Vous amusant avec vos enfants loqueteux


Faites-moi confiance


***


Le monde ne change pas

Si comme par hasard

Des mains n'osent pas se poser sur d'autres mains

Escaladant les avant-bras

Enveloppant de peau les doigts

Allumant des mèches


Si deux et trois et davantage

N'étreignent pas leur chair

Corps crucifiés d'amants


Si vous ne dites pas tout fort que vous voulez qu'on vous prenne

Gémissant comme des bêtes

Comptant minute après minute

Cette illumination qui palpite

La pointe de l'éjaculation dans l'os sacré


Si vous ne vous penchez pas pour vous cacher dans l'oreiller

de désespoir pour vous mordre les lèvres

Les engrosser à force d'enflure

Tandis que vous accordez

Votre solitude à votre solitude


Si vous ne portez pas les brassards

Aux triangles colorés renversés

Marchant dans les grandes avenues

Tandis que les autres lèvent l'index disant :

Celui-là...


Alors vous ne vivrez jamais

Vous serez des égalités

Des appartements de marbre

Des voitures astiquées

Des théories inapplicables

Des somnambules sanguinaires


Et pour dire la parole essentielle

Votre vie sera toujours poussière

Vous la perdrez ainsi

Tandis que vous tueront

Vos enfants loqueteux

En s'amusant


Faites-moi confiance !


*


Né en 1969, Yànnis Antiòkhou a fait des études de médecine. Auteur de cinq recueils, traducteur de Plath, Hugues, Sexton et Akhmatova, fan de Motörhead, Morrisson et Pattie Smith, il se présente comme l'héritier de ses grands aînés grecs, Elỳtis et Livadìtis en tête, ainsi que de certains poètes anglophones contemporains.
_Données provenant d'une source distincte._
PR #589, opened 2021-04-02
Create seccomp policy files from JSON patches/diffs

solarkennedy:
This creates new Makefile helpers and jsonnet to make it
easier to encode human intent into our seccomp policies.

The goal is to have the machine-readable json forms, but also
have human-readable patches, which have the diff compared
to the upstream docker version of their seccomp policy.

This should allow us to "rebase" or policies and get updated
syscall references and best practices, while still retaining
our original intent with the local titus policy modifications.


solarkennedy:
Closing for now in favor of a different jsonnet-based approach

PR #591, opened 2021-04-06
Switch to the GCC image for building negative seccomp image

sargun:
The buildroot image if no longer available.


hack/test-images/ubuntu/Dockerfile
```diff
@@ -1,4 +1,5 @@
-FROM registry.svc.ci.openshift.org/coreos/cosa-buildroot as builder-negative-seccomp
+FROM gcc:10 as builder-negative-seccomp
+RUN mkdir /srv
```
solarkennedy, line 2: mkdir: cannot create directory '/srv': File exists

solarkennedy (approved):
fix and ship

PR #592, opened 2021-04-07
Remove custom sslTitusAgentCA logic from titus-vpc-service

solarkennedy:
This sslTitusAgentCA logic was a mistake, I didn't really
understand how mutualtls worked on grpc, and thought
we needed to do additional verification on the certificates
in this auth function.

This auth function used the 'web.crt', which happened to have
the intermediate CA, so it "worked". However, when that
intermediate CA rolled, there was mistmatch between the
client and server, so this verification function failed.

It failed, *even though* the golang tls stuff was doing its
job by verifying that the 'web.crt' was *actually valid* by
traversing all the way up to the normal SSL CA stuff.

This PR removes my not-needed verification in favor of
the normal stuff. A different PR (#427) will fix the todo
and add *authz* to complement the mtls authn.

### DIFF
--- a/cmd/titus-vpc-service/main.go
+++ b/cmd/titus-vpc-service/main.go
@@ -51,10 +51,9 @@ const (
 	maxConcurrentRequestsFlagName = "max-concurrent-requests"
 	workerRoleFlagName            = "worker-role"
 
-	sslCertFlagName         = "ssl-cert"
-	sslPrivateKeyFlagName   = "ssl-private-key"
-	sslCAFlagName           = "ssl-ca"
-	sslTitusAgentCAFlagName = "ssl-titusagent-ca"
+	sslCertFlagName       = "ssl-cert"
+	sslPrivateKeyFlagName = "ssl-private-key"
+	sslCAFlagName         = "ssl-ca"
 
 	enabledLongLivedTasksFlagName = "enabled-long-lived-tasks"
 	enabledTaskLoopsFlagName      = "enabled-task-loops"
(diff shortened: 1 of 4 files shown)


JackOfMostTrades (approved):

vpc/service/auth.go
```diff
@@ -39,30 +29,7 @@ type titusVPCAgentServiceAuthFuncOverride struct {
...
-		return ctx, errors.Wrap(err, "Cannot parse remote certificate")
-	}
-	_, err = cert.Verify(x509.VerifyOptions{
-		Roots:     vpcService.TitusAgentCACertPool,
-		KeyUsages: []x509.ExtKeyUsage{x509.ExtKeyUsageClientAuth},
-	})
-	if err != nil {
-		return nil, errors.Wrap(err, "Unable to verify client cert")
-	}
+	// TODO: Authn happens via the normal TLS verification, here is where
```
sargun, line 32: If we ever move "back" to a Titus Agent specific PKI, we will want to be able to add that root for authz.

cmd/titus-vpc-service/main.go
```diff
@@ -370,10 +358,6 @@ func bindVariables(v *pkgviper.Viper) {
 		panic(err)
 	}
 
-	if err := v.BindEnv(sslTitusAgentCAFlagName, "SSL_TITUSAGENT_CA"); err != nil {
```
sargun, line 373: How is the root cert that the client certs are signed with getting loaded into the grpc server?

sargun (approved):

cmd/titus-vpc-service/main.go
solarkennedy: That comes from SSL_CA, as part of the `tls_config`.

vpc/service/auth.go
solarkennedy: I don't think we need to move to Titus Agent specific PKI (not that we had that before anyway).
I think we just need:
* A good root of trust for authn (done)
* A regex to look at the CN to look for titus-agent for authz (in #427)

PR #593, opened 2021-04-07
Use a new cached cert provider so we don't load certs on every request

solarkennedy:
Use a cached TLS cert loader instead of loading cert on every request
    
It is not very performant to load our ssl certificates
on every request using the `GetCertificate` method.
    
This new wrapper is based of our internal Netflix version,
which reloads the cert once per hour.

I've applied it to the titus-vpc-service and logviewer.

### DIFF
--- a/utils/tls/tls.go
+++ b/utils/tls/tls.go
@@ -2,6 +2,7 @@ package tls
 
 import (
 	"crypto/tls"
+	"sync"
 	"time"
 )
 
@@ -10,6 +11,7 @@ type CachedCertificateLoader struct {
 	KeyPath     string
 	certificate *tls.Certificate
 	nextReload  time.Time
+	lock        sync.Mutex
 }
 
 // Get Certificate uses the cachedCertificateLoader struct
@@ -22,6 +24,8 @@ func (c *CachedCertificateLoader) GetCertificate(nowFunc func() time.Time) (*tls
 		now = nowFunc()
 	}
 	if now.After(c.nextReload) {
+		c.lock.Lock()
+		defer c.lock.Unlock()
 		cert, err := tls.LoadX509KeyPair(c.CertPath, c.KeyPath)
 		if err != nil {
 			return nil, err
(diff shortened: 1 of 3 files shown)


utils/tls/tls.go
```diff
@@ -0,0 +1,33 @@
...
+		now = time.Now()
+	} else {
+		now = nowFunc()
+	}
+	if now.After(c.nextReload) {
+		cert, err := tls.LoadX509KeyPair(c.CertPath, c.KeyPath)
+		if err != nil {
+			return nil, err
+		}
+		c.certificate = &cert
```
sargun, line 29: Don't you need to protect this with a lock?

sargun (changes requested):

utils/tls/tls.go
solarkennedy: Hmm. I copied it from our golang mtls code, I assume it is production ready.

In golang writing to maps is not lock-safe, but just setting a variable is right?

JackOfMostTrades: > In golang writing to maps is not lock-safe, but just setting a variable is right?

Yea, that's the case as I understand it. So there's a race here where _n_ goroutines getting a cert at the same time will all have their gorountines reading from disk, but AFAIK this just introduces extra overhead but wouldn't be buggy. You could do some locking if you want to avoid that.

JackOfMostTrades (approved):

utils/tls/tls.go
sargun: Unless the TLS library is doing locking on our behalf, I'm not sure it is. There's a very clear race condition though, where if two routines hit this at the same time, they will both do a read-modify-write on the variable, and that will trigger the race detector.

solarkennedy: Ok, I think I've added a mutex to lock the loading/setting of the cert, but only if it is time to do so.

rgulewich (approved):

PR #662, opened 2021-06-17
Refactor: Promote user and platform containers as real attributes of the runtime struct

solarkennedy:
In some sense, this is much cleaner than constantly parsing the pod object
all the time.

It does solidify the difference between user/platform containers,
hopefully that is a good thing.

Someday, the bit `Container` object can be broken down in to the job stuff
and the `UserContainers` can have all user containers, not just the
extra ones!

The reason for this refactor is to make it easier to store more methods
and attributes into the ExtraContainer struct to make it easy to do
bookkeeping with them. You can see the first thing that becomes
easier is tracking the container id for each one. I no longer need
and extra map hanging around just for that, and I can iterate over
the real objects instead of their names. Good stuff.

### DIFF
--- a/executor/runtime/types/container.go
+++ b/executor/runtime/types/container.go
@@ -148,6 +148,10 @@ type TitusInfoContainer struct {
 	logUploaderConfig           uploader.Config
 
 	pod *corev1.Pod
+	// extraUserContainers stores and array of metadata about all the non-main user containers
+	extraUserContainers []*ExtraContainer
+	// extraUserContainers stores and array of metadata about all the platform-defined containers
+	extraPlatformContainers []*ExtraContainer
 
 	// GPU devices
 	gpuInfo GPUContainer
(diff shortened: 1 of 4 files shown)


executor/runtime/types/container.go
```diff
@@ -148,6 +148,10 @@ type TitusInfoContainer struct {
 	logUploaderConfig           uploader.Config
 
 	pod *corev1.Pod
+	// extraUserContainers stores and array of metadata about all the non-main user containers
+	extraUserContainers []*ExtraContainer
+	// extraUserContainers stores and array of metadata about all the platform-defined containers
```
solarkennedy, line 153: Hmm, do you think maybe I should do a map here so I can more naturally iterate over these by name, and look up one of their healths by name?

rgulewich: Maybe, though I'd assume YAGNI for now and refactor that as part of the healthcheck work, if it makes sense then.

rgulewich (approved):

PR #663, opened 2021-06-17
Pod spec v1 fixes for failing integration tests

rgulewich:
This includes a bunch of fixes found through the integration tests:

- S3 log uploaders weren't getting set correctly due to a bug in `urfave/cli` with parsing string slices. This was fixed by upgrading to a newer version of the library
- Docker image parsing wasn't working correctly when the registry contained a port
- Removed fallbacks to ContainerInfo, since it's no longer being fully populated for v1 pods
- Changed how system vs user env vars are being determined for the Metatron task identity:
    - Use a list of the system env vars passed from the TJC
    - VK adds a bunch of env vars to the list, so remove them, too
- The TJC is setting `terminationGracePeriodSeconds` to 10min. In cases where the user workload has exited, or the container didn't start, stop the task immediately, rather than in 10 min. This was causing a weird issue where the IP address was getting freed in vpcservice before the container actually exited. Further containers coming up on the box would get duplicate IP errors.
- Don't override the process that gets written to the container config file unless it's unset
- Make the executor backend enable debug logging when the `DEBUG` env var is set
- More debug logging


executor/runtime/docker/docker.go
```diff
@@ -2108,7 +2109,7 @@ func (r *DockerRuntime) setupGPU(ctx context.Context) error {
 }
 
 // Kill uses the Docker API to terminate a container and notifies the VPC driver to tear down its networking
-func (r *DockerRuntime) Kill(ctx context.Context) error { // nolint: gocyclo
+func (r *DockerRuntime) Kill(ctx context.Context, wasKilled bool) error { // nolint: gocyclo
 	logger.G(ctx).Debug("Shutting down main container")
```
solarkennedy, line 2113: Can you do:
```
if wasKilled {
  logger.G(ctx).Debug("Shutting down main container because we were asked to stop from the API")
} else {
  logger.G(ctx).Debug("Shutting down main container because it finished or died")
}
```
There have been a number of times where I which I had that distinction in the logs, and thanks to you, now we can know

solarkennedy (approved):
I don't understand, were these tests failing on master?

cmd/titus-executor-backend/main.go
```diff
@@ -87,6 +87,11 @@ func main() {
 	defer m.Flush()
 
 	app.Action = func(c *cli.Context) error {
+		if mainCfg.debug {
```
solarkennedy, line 90: Huh. I thought for sure debug logs were enabled in the *standalone* tests, is this a different class of debugs or a different class of integration tests that you are refering to?

rgulewich: A bit of a naming error on my part - this is fixes for titus-functional-tests that run against real Titus stacks, not the integration tests in this repo.  Sorry for the confusion. :\

executor/runtime/docker/docker.go
rgulewich: Good idea - will do.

L'anthologie Douze jeunes poètes (publie.net, 2010) nous a fait découvrir sa poésie imprégnée de philosophie, de théologie, de théosophie, où l'autobiographie, moins racontée sans doute que fantasmée, nous parvient portée par un déferlement d'images proches du surréalisme. Les poèmes que voici, plus récents, inédits, écrits après un long silence dans un moment de tumulte intérieur, sont plus obscurs, plus volcaniques et torrentiels encore ; pleins de nuits, de ténèbres, de chutes et de douleurs, mais aussi d'étoiles en feu, ils nous emportent dans leurs tourbillons où mort et vie luttent ou s'enlacent et nous insufflent leur inlassable énergie.